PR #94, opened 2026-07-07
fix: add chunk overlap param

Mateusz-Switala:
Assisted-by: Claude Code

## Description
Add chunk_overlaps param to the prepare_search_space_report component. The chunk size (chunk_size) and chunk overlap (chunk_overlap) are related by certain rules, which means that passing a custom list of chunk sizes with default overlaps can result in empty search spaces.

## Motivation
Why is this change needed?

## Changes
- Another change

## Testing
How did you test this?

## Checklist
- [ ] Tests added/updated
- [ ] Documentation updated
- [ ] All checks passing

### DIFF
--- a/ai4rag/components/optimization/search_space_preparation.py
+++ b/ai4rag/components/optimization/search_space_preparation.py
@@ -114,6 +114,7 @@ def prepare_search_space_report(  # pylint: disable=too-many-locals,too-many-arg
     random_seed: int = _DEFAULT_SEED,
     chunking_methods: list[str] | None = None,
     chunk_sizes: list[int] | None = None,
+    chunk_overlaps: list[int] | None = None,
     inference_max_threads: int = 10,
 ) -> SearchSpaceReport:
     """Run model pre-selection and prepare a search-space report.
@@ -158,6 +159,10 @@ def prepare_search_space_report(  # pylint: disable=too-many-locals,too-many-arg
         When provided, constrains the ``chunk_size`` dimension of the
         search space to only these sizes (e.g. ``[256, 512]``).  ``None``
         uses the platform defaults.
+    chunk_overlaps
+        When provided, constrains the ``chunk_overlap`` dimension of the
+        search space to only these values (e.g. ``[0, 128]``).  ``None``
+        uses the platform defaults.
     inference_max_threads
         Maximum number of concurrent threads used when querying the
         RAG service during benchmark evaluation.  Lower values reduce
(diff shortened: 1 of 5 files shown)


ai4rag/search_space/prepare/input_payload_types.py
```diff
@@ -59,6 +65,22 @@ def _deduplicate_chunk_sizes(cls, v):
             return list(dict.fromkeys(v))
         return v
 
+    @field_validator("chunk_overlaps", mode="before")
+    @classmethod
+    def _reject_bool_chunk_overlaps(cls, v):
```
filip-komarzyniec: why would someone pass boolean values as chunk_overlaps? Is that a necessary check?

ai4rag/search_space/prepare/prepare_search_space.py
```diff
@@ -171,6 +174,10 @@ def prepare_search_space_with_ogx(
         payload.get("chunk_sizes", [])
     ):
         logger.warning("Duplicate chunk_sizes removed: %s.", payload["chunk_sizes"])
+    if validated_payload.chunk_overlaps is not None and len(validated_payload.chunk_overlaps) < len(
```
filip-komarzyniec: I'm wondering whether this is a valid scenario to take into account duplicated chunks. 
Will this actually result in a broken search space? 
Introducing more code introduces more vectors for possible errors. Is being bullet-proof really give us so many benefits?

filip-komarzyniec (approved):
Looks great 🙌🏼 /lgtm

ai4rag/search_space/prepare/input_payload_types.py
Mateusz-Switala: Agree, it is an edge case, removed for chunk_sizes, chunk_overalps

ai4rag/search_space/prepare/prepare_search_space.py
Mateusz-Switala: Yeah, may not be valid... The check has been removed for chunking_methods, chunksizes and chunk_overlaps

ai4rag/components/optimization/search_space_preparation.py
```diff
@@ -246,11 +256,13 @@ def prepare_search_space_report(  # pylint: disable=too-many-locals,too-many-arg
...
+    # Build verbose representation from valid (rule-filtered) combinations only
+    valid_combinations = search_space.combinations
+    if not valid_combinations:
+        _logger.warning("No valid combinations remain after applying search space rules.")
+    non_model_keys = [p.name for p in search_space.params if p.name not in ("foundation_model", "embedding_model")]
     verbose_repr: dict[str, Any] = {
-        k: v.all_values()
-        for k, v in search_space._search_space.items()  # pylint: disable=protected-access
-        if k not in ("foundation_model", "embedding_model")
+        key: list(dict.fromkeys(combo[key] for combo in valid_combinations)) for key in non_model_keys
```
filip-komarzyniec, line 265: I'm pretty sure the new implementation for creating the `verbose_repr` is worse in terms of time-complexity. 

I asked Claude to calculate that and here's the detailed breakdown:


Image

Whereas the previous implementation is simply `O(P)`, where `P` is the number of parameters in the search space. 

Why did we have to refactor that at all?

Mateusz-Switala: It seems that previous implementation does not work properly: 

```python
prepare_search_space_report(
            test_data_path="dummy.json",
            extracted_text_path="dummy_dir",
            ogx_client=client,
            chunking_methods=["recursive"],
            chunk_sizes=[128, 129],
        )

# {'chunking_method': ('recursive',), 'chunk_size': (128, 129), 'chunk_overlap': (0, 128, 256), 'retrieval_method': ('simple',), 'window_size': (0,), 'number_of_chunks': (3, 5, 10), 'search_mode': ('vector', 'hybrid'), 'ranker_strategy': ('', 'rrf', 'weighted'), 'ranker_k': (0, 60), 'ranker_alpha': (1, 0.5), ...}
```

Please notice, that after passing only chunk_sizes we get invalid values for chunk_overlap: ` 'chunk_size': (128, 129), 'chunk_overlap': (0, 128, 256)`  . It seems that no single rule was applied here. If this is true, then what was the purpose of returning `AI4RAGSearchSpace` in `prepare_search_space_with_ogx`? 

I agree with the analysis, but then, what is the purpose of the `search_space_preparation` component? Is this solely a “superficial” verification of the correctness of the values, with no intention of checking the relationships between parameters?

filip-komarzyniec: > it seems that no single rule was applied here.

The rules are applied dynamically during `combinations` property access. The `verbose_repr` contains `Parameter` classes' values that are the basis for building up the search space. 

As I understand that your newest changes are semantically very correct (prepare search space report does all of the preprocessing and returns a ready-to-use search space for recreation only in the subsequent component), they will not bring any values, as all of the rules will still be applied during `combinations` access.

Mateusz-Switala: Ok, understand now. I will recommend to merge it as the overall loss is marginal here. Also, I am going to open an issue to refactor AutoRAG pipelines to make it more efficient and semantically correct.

★ ★ ★ ★ ★ ★ ★

→ **AIM OF THE EXERCISE**
The lines you need run from the one containing "filip-komarzyniec: > it" to the end of the listing. Output exactly those, both ends included.

→ **SOLUTION**
filip-komarzyniec: > it seems that no single rule was applied here.

The rules are applied dynamically during `combinations` property access. The `verbose_repr` contains `Parameter` classes' values that are the basis for building up the search space. 

As I understand that your newest changes are semantically very correct (prepare search space report does all of the preprocessing and returns a ready-to-use search space for recreation only in the subsequent component), they will not bring any values, as all of the rules will still be applied during `combinations` access.

Mateusz-Switala: Ok, understand now. I will recommend to merge it as the overall loss is marginal here. Also, I am going to open an issue to refactor AutoRAG pipelines to make it more efficient and semantically correct.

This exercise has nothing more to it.